Two observations from the floor. First, the constraint flips. For eighty years the binding constraint of a services firm was capacity, and every ritual of the industry, the utilization targets, the bench, the staffing calls, exists to manage it. In an agent-native firm, capacity is nearly free and the binding constraint is judgment: knowing what good looks like, catching the confident wrong answer, deciding what not to build. You can feel the flip in the P&L. Revenue stops tracking headcount. Revenue per person, not headcount, becomes the number that tells you whether a firm has actually rebuilt or just bought licenses.
Second, the honest problem nobody in the industry has solved: the pyramid was the school. If agents do the grinding, where does the next generation of judgment come from? Grinding was never busywork; it was ten thousand low-stakes reps that slowly compiled into taste. This is why the pod keeps its one apprentice on purpose, even though the seat is economically irrational: juniors now train on reviewing agent output, running evals, and interrogating work rather than producing it, the way pilots train in simulators at rep volumes no cockpit could offer. I hold that answer loosely. Any services leader who claims certainty here is selling something.
IV.
What this means if you buy services rather than sell them: the rate card is now a diagnostic. A firm still quoting per-hour pyramids in 2026 is telling you, in writing, that its cost structure has not changed, which means either its margins are quietly exploding at your expense or its delivery has not actually moved.
And the market direction: the incumbents are trapped by their own geometry, because the pyramid is not just their org chart, it is their P&L, and every efficiency gain destroys billable hours somewhere on their own income statement. They will adopt agents in the way that protects the shape, which is to say partially: expect a decade of proudly announced diamonds. Meanwhile the model labs and clouds are pouring billions into deployment ventures that are, in effect, services firms born without pyramids. The squeeze comes from both ends, and the middle of the services industry gets the same choice I wrote about for mid-market companies generally: reprice yourself, or be repriced.

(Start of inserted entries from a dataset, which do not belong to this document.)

PR #897, opened 2026-03-12
Add miscellaneous form fields & layouts

craigmarker:
[Wire onFocus through all form fields](https://github.com/michelangelo-ai/michelangelo/commit/7b2cf6ae54013438552e996840a390f6fa80f28e)
[Add CheckboxField, NumberField, and UrlField](https://github.com/michelangelo-ai/michelangelo/commit/e3431335dd2370f231bf6c58bc3a2d041d38a109)
[Add FormColumn, FormGrid, and FormNote layouts](https://github.com/michelangelo-ai/michelangelo/commit/84ec17ab5b2fe9dfe04da2c4dfb434be8e409bb3)

- [ ] Refactor
- [x] Feature
- [ ] Bug Fix
- [ ] Optimization
- [ ] Documentation Update

https://github.com/user-attachments/assets/c9a84622-7988-40e0-97c0-355649f83fae

**Why?**

**How did you test it?**

**Potential risks**

**Release notes**

**Documentation Changes**

### DIFF
--- a/javascript/packages/core/components/form/fields/number/number-field.tsx
+++ b/javascript/packages/core/components/form/fields/number/number-field.tsx
@@ -1,0 +1,58 @@
+import React from 'react';
+import { Input } from 'baseui/input';
+
+import { FormControl } from '#core/components/form/components/form-control';
+import { useField } from '#core/components/form/hooks/use-field';
+
+import type { BaseFieldProps } from '#core/components/form/fields/types';
+
+export const NumberField: React.FC<BaseFieldProps<number | undefined>> = ({
+  name,
+  label,
+  defaultValue,
+  initialValue,
+  required,
+  validate,
+  readOnly,
+  disabled,
+  placeholder,
+  description,
+  caption,
+}) => {
+  const { input, meta } = useField<number | undefined>(name, {
+    required,
+    validate,
+    defaultValue,
+    initialValue,
+    label,
+  });
+
+  return (
+    <FormControl
+      label={label}
+      required={required}
+      description={description}
+      caption={caption}
+      error={meta.touched && meta.error ? meta.error : undefined}
+    >
+      <Input
+        id={input.name}
+        type="number"
+        value={input.value == null ? '' : String(input.value)}
+        name={input.name}
+        onChange={(e) => input.onChange(parseNumber(e.currentTarget.value))}
+        onBlur={input.onBlur}
+        onFocus={input.onFocus}
+        placeholder={placeholder}
+        readOnly={readOnly}
+        disabled={disabled}
+      />
+    </FormControl>
+  );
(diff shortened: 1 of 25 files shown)


javascript/packages/core/components/form/layout/form-note/__tests__/form-note.test.tsx
```diff
@@ -0,0 +1,26 @@
+import { render, screen } from '@testing-library/react';
+
+import { FormNote } from '#core/components/form/layout/form-note/form-note';
+import { buildWrapper } from '#core/test/wrappers/build-wrapper';
+import { getBaseProviderWrapper } from '#core/test/wrappers/get-base-provider-wrapper';
+
+describe('FormNote', () => {
+  it('renders markdown content as HTML', () => {
```
donovanlopez, line 8: do we need to sanitize the content if we're rendering it as HTML?

donovanlopez (approved):

javascript/packages/core/components/form/fields/number/number-field.tsx
```diff
@@ -0,0 +1,58 @@
...
+      />
+    </FormControl>
+  );
+};
+
+function parseNumber(s: string): number | undefined {
+  if (s === '') return undefined;
+  const n = Number(s);
+  return isNaN(n) ? undefined : n;
+}
```
konukselim, line 58: how about moving parseNumber method to newly created `number-utils.ts` file under `core/utils` and import it from there.

javascript/packages/core/components/form/layout/form-note/__tests__/form-note.test.tsx
craigmarker: I actually haven't considered if we should, since technically whoever deploys the app will also be responsible for configuring what props are passed to FormNote (and other users of Markdown).

I'll create an issue to track, since this larger than this specific pull request. Thanks!

javascript/packages/core/components/form/fields/number/number-field.tsx
craigmarker: Good instinct—the concern is real. parseNumber has some form-field-specific assumptions baked in (treating '' and NaN as undefined) that a general utility would need to abstract away, and the abstraction is not obvious to me without an additional use case to design against.

Happy to revisit if another number parsing use case appears!

craigmarker: We can also consider how this relates to the codebase convention and claude skill for "starting local, promoting when needed"

https://github.com/michelangelo-ai/michelangelo/blob/main/javascript/.claude/skills/file-directory-structure/SKILL.md#code-placement-strategy

PR #901, opened 2026-03-16
Support markdown in form-control captions

konukselim:
- Introduces support for Markdown content in form captions.
- Handle caption content overflow.

In order to truncate Markdown content in form-field captions, `Caption` container needs to render it's content as block(by default its a flex container). That's why `Caption` styles are overridden for this case. 

https://github.com/user-attachments/assets/ea917a7c-9608-4e14-9a9e-a53efac71d88

- [ ] Refactor
- [ ] Feature
- [x] Bug Fix
- [ ] Optimization
- [ ] Documentation Update

**What changed?**
N/A

**Why?**
N/A

**How did you test it?**
Manually tested by adding a caption in one of the sandbox example form fields.

**Potential risks**
N/A

**Release notes**
N/A

**Documentation Changes**
N/A

### DIFF
--- a/javascript/packages/core/components/form/components/form-control.tsx
+++ b/javascript/packages/core/components/form/components/form-control.tsx
@@ -2,6 +2,8 @@ import React from 'react';
 import { useStyletron } from 'baseui';
 import { FormControl as BaseFormControl } from 'baseui/form-control';
 
+import { Markdown } from '#core/components/markdown/markdown';
+import { TruncatedText } from '#core/components/truncated-text/truncated-text';
 import { Label } from './label/label';
 
 import type { FormControlProps } from './types';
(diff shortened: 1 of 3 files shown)


javascript/packages/core/components/form/components/form-control.tsx
```diff
@@ -21,7 +23,13 @@ export const FormControl: React.FC<FormControlProps> = ({
     <div className={css({ width: '100%' })}>
       <BaseFormControl
         label={label && <Label label={label} required={required} description={description} />}
-        caption={caption}
+        caption={
+          caption && (
+            <TruncatedText>
```
craigmarker, line 28: We should consider if it makes sense to truncate a caption, which should theoretically be important enough to always be visible.

If a caption is eligible for truncation (eg, long), it may be better to 

1. Shorten the caption
2. Use the description property instead, which will render as a tooltip.

craigmarker (approved):

javascript/packages/core/components/form/components/form-control.tsx
craigmarker: #903

konukselim: Thanks for creating the issue. We can consider `TruncatedText` as a safe-guard to prevent caption overflow. I agree with what you explained but there is nothing wrong to be cautious against "not ideal" or "bad" usages.

PR #905, opened 2026-03-17
Support parse and format in all form fields

konukselim:
- Add format and parse props to BaseFieldProps and forward them through useField to React Final Form in all field components.
- Widen input.onChange to accept unknown values so fields using parse can receive raw input values of a different type than the stored form state.

- [ ] Refactor
- [x] Feature
- [ ] Bug Fix
- [ ] Optimization
- [ ] Documentation Update

**What changed?**

**Why?**

**How did you test it?**

**Potential risks**

**Release notes**

**Documentation Changes**

### DIFF
--- a/javascript/packages/core/components/form/fields/types.ts
+++ b/javascript/packages/core/components/form/fields/types.ts
@@ -1,6 +1,6 @@
 import type { FieldValidator } from '#core/components/form/validation/types';
 
-export interface BaseFieldProps<T = unknown> {
+export interface BaseFieldProps<T = unknown, InputValue = T> {
   /** Unique ID of the field,
    *
    *  - Identifies the field input in the form
@@ -67,15 +67,13 @@ export interface BaseFieldProps<T = unknown> {
    * Transforms the input value before storing it in form state.
    * Called with the input value.
    */
-  /* eslint-disable @typescript-eslint/no-explicit-any */
-  parse?: (value: any) => T;
+  parse?: (value: InputValue) => T;
 
   /**
    * Transforms the field value for display in the input.
    * Called with the field value from form state.
    */
-  /* eslint-disable @typescript-eslint/no-explicit-any */
-  format?: (value: T) => any;
+  format?: (value: T) => InputValue;
 
   /**
    * Validation function called on each value change after the field is touched.
--- a/javascript/packages/core/components/form/fields/types.ts
+++ b/javascript/packages/core/components/form/fields/types.ts
@@ -64,6 +64,20 @@ export interface BaseFieldProps<T = unknown> {
   caption?: string;
 
   /**
+   * Transforms the input value before storing it in form state.
+   * Called with the input value.
+   */
+  /* eslint-disable @typescript-eslint/no-explicit-any */
+  parse?: (value: any) => T;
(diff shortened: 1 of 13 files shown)


javascript/packages/core/components/form/fields/types.ts
```diff
@@ -63,6 +63,20 @@ export interface BaseFieldProps<T = unknown> {
    */
   caption?: string;
 
+  /**
+   * Transforms the input value before storing it in form state.
+   * Called with the input value.
+   */
+  /* eslint-disable @typescript-eslint/no-explicit-any */
+  parse?: (value: any) => T;
```
craigmarker: I'm wondering how you determined to use value: any versus value: unknown

javascript/packages/core/components/form/types.ts
```diff
@@ -91,7 +91,7 @@ export interface FieldState {
 export interface FieldInput<T = unknown> {
   value: T;
   name: string;
-  onChange: (value: T) => void;
+  onChange: (value: unknown) => void;
```
craigmarker: would add comment to onChange about the case for value: unknown being tied to the use of parse/format.

craigmarker: better if we could somehow tie onChange expectations to the presence of parse/format 😬

craigmarker (changes requested):

javascript/packages/core/components/form/fields/types.ts
konukselim: React Final Form's [parse type](https://final-form.org/docs/react-final-form/types/FieldProps#parse) is (value: any, name: string) => any. Using unknown here would create a type mismatch when forwarding to React Final Form, requiring casts at the boundary anyway. I am not sure if we should force stricter types at field level.

konukselim:
@craigmarker thanks for challenging me on thinking about these types once again. I believe I made a significant improvement on the generic type definitions. To summarize these changes:

Introduced a second generic parameter `InputValue` which defaults to `T` across three layers:

**1. FieldInput<T, InputValue = T>**

Previously value and onChange were both typed as T. But after parse and format are defined, value started holding the formatted result, not the stored type. Similarly, onChange receives the raw input from the UI, which then flows through parse to become T. The second generic makes this explicit: T is what's stored, InputValue is what the UI works with.

**2. useField<T, InputValue = T>**

parse and format now have fully typed signatures. parse takes InputValue and returns T, format takes T and returns InputValue. `any` usage is eliminated completely with this change. The returned input is FieldInput<T, InputValue>, so input.value is InputValue and input.onChange accepts InputValue.

Internally, `InputValue` is passed to React Final Form's useField hook as the third generic(since RFF's hook accepts input value as third generic). This change resulted with eliminated all the typecasts required to bridge our hook with RFF's hook.

**3. BaseFieldProps<T, InputValue = T>**

This allows field component props to carry the same type information when needed. This change requires no code change on fields that are already using BaseFieldProps with only a single generic since InputValue always defaults to passed generic if it's not provided. We can safely say this change is backward compatible.

craigmarker (approved):
LGTM, thanks for the change!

The pyramid was never the point. Judgment was always the product, and the pyramid was simply the best amplifier the twentieth century could build for it. A better amplifier now exists. The firms that mistake the shape for the substance will spend the next five years defending whatever shape they are currently in. The firms that remember what they actually sell will melt it down themselves, and pour it into something smaller, denser, and worth more.